Security

A Guide to the Zeus Virus

The Zeus virus and other Trojans put the government at risk.

Adnan Baykal is vice president of security services for the Center for Internet Security.

When most people think of Zeus, the first thing that comes to mind is the mythological supreme ruler of Mount Olympus and the Greek gods, who used a thunderbolt to attack his targets.

For those of us in the cybersecurity space, Zeus represents an all-too-real virus that attacks sensitive information and steals data with alarming ease. While Zeus the god is no longer inflicting damage, Zeus the malicious software certainly is, and no organization, sector or geographic region is immune.

The Zeus Trojan virus is an advanced type of financial fraud malware that often appears to be something legitimate and uses back doors to bypass many common computer and financial institution security measures. Its goal is to steal financial account credentials, but other accounts that contain proprietary or high-value information also are targeted. The malware is generally propagated through exploit kits (such as Blackhole), drive-by downloads, phishing emails or social media sites. The Zeus Trojan is used by a variety of actors, including lone hackers, nation states and organized cybercriminal groups.

Perhaps the reason Zeus is so enticing for bad actors is because it allows attackers to target specific information on a compromised system through the use of web injects — site-specific codes that contain configuration instructions for the Trojan. Injects can take the form of malicious fields that ask users to enter additional information, such as a debit card number, PIN or date of birth, that typically would not be required at a particular stage of the transaction. Lists of web inject code are readily available in the underground market, for free and for sale.

Protection against the Zeus Trojan and other Trojan variants requires constant vigilance. Entities should review the following suggestions and make sure best practices are being implemented to minimize risk.

742,794

The number of users attacked by Zeus — the most widespread banking Trojan — in 2014

SOURCE: Kaspersky Labs, “Kaspersky Security Bulletin: Overall Statistics for 2014,” December 2014

Patch, Patch, Patch

Establish a regular schedule for applying security patches, not only for your operating system but also for your third-party applications such as Adobe Reader, Flash, Shockwave and Java, and browsers such as Firefox and Google Chrome.

The same should go for anti-virus and endpoint security software. A good way to remember this is by subscribing to an email alert service, which will provide real-time alerts on current vulnerabilities and patches available or the software running in an environment. Even with patches, ensure log files are monitored, especially proxy server logs, for unauthorized or suspicious Internet connections and use two-factor authentication where available for sensitive accounts.

Educate, Educate, Educate

Because infections are often distributed through phishing emails or social media sites, make sure users know how to recognize a potential scam and what steps to take to mitigate risk.

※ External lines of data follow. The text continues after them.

Issue #2853, opened 2026-05-18
Keyboard Focus state changed not working


samuellugnani:
### Describe the bug

Focus state changed event is not working on pyatv version 0.17.0, but it's working correctly in version 0.16.1.

### Error log

```log
<place log here>
```

### How to reproduce the bug?

To reproduce the bug, just follow the instructions provided at the link: [https://pyatv.dev/development/listeners/#keyboard-updates](https://pyatv.dev/development/listeners/#keyboard-updates) using pyatv version 0.17.0.

### What is expected behavior?

Apple TV does not send a notification when you move the cursor in and out from a textbox, for example when you search a content in the Search app.

### Operating System

Windows

### Python

3.14

### pyatv

0.17.0

### Device

Apple TV 4K, tvOS 26.5

### Additional context

The event is fired correctly in version 0.16.1

PR #2854, opened 2026-05-18
FIx for Keyboard Focus state changed not working

samuellugnani:
Fix for #2853 
Need to be tested on previous tvOS.

On pyatv version 0.16.1 with pydantic v1 `@field_validator("rp_id", always=True)` made the validator run even when rp_id was not set, so pyatv generated a random rp_id.
On version 0.17.0 with pydantic v2, the always=True has been correctly removed, however that validator is not called on the default None, so when sending _systemInfo message, the "_i" could be None and, after that, no keyboard focus state changes are fired.

With this fix, the default_factory generates the rp_id if it's missing and the validator works only if the rp_id is None.


postlund:
Thank you! 👍

PR #2857, opened 2026-05-25
Preserve underlying error when InternetSource fails to decode

balloob:
## Summary

When streaming over HTTP via RAOP, the underlying error that caused a stream to fail was being swallowed. Users only saw `miniaudio.DecodeError: ('failed to init decoder', -1)` with no hint of the real cause (HTTP 401, connection error, timeout, etc.).

Two issues in `pyatv/protocols/raop/audio_source.py`:

1. **`PatchedIceCastClient._stream_wrapper`** captured download exceptions as `str(ex)` and logged them at DEBUG. The actual exception type and traceback were lost.
2. **`InternetSource.open`** checked `source.error_message` immediately after `miniaudio.stream_any` raised `DecodeError`, racing the download thread. If miniaudio failed before the download thread had recorded its error, the real cause was discarded and only the `DecodeError` propagated.

## Changes

- Store the actual exception (`source.error: Optional[BaseException]`) instead of a string, and log it at WARNING.
- On `DecodeError`, explicitly close the source first (joining the download thread) so any HTTP/network error is captured before we inspect it.
- Raise `ProtocolError(...) from source.error` so the original cause is preserved in the traceback chain.

If the URL truly returns valid audio that miniaudio can't decode, the `DecodeError` is still re-raised unchanged.

## Motivation

This helps diagnose issues like home-assistant/core#169164 where the actual cause (e.g. an HTTP error from the media source) was masked by a generic `failed to init decoder` message.

🤖 Generated with [Claude Code](https://claude.com/claude-code)


postlund:
@balloob flake8 issue is flaking out

pyatv/protocols/raop/audio_source.py
```diff
@@ -607,8 +607,14 @@ async def open(
                 ),
             )
         except miniaudio.DecodeError as ex:
```
NorbertHD: @balloob 
Could you please change this to:

except miniaudio.DecodeError:

So that flake8 doesn't report a lint error.

Quentame: To fix flake8:
```suggestion
        except miniaudio.DecodeError:
```

pyatv/protocols/raop/audio_source.py
```diff
@@ -606,9 +606,15 @@ async def open(
...
-                raise ProtocolError(source.error_message) from ex
+        except miniaudio.DecodeError:
+            # Make sure the download thread has finished so any HTTP/network error
+            # it raised is captured in source.error before we inspect it. Otherwise
+            # we'd race the thread and re-raise the (less informative) DecodeError.
+            await loop.run_in_executor(None, source.close)
+            if source.error is not None:
+                raise ProtocolError(
+                    f"Failed to stream from {url}: {source.error}"
+                ) from source.error
```
Quentame, line 617: Wait, getting confused ... `source.error` is already printed on line 513, right ?

So here we should `raise from DecodeError`, as the comment on line 612 is telling, right ? 😅 

(That also fix flake8)
Sorry 😁 

```suggestion
        except miniaudio.DecodeError as ex:
            # Make sure the download thread has finished so any HTTP/network error
            # it raised is captured in source.error before we inspect it. Otherwise
            # we'd race the thread and re-raise the (less informative) DecodeError.
            await loop.run_in_executor(None, source.close)
            if source.error is not None:
                raise ProtocolError(
                    f"Failed to stream from {url}: {source.error}"
                ) from ex
```

balloob:
@postlund could we get a release with this fix?

pyatv/protocols/raop/audio_source.py
balloob: No, this was reverting the change. We want to raise the other error, as that is the actual issue.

Consider adding a threat feed to your website or employee intranet so end users are informed about the latest scams and other malicious activity. That said, it never hurts to eliminate as much potential confusion for employees as possible.

Use blacklisting and white listing methods to filter out email attachments that do not have documented business needs, and block executable file types from being received by email or downloaded from the Internet.

Be sure to use a dedicated computer with a static IP address for all online financial transactions, and register that IP address with the financial institution. If you are unable to dedicate a computer for financial transactions, use a virtual machine.

If a system is infected with the Zeus Trojan, any password used on that system, including those used to log on to websites, should be considered compromised and must be changed immediately.

Perform full forensic analysis to identify the root cause of the infection, the infection vector and remediate it. Rebuild systems infected by Zeus using a clean image, because Zeus can also download additional malware.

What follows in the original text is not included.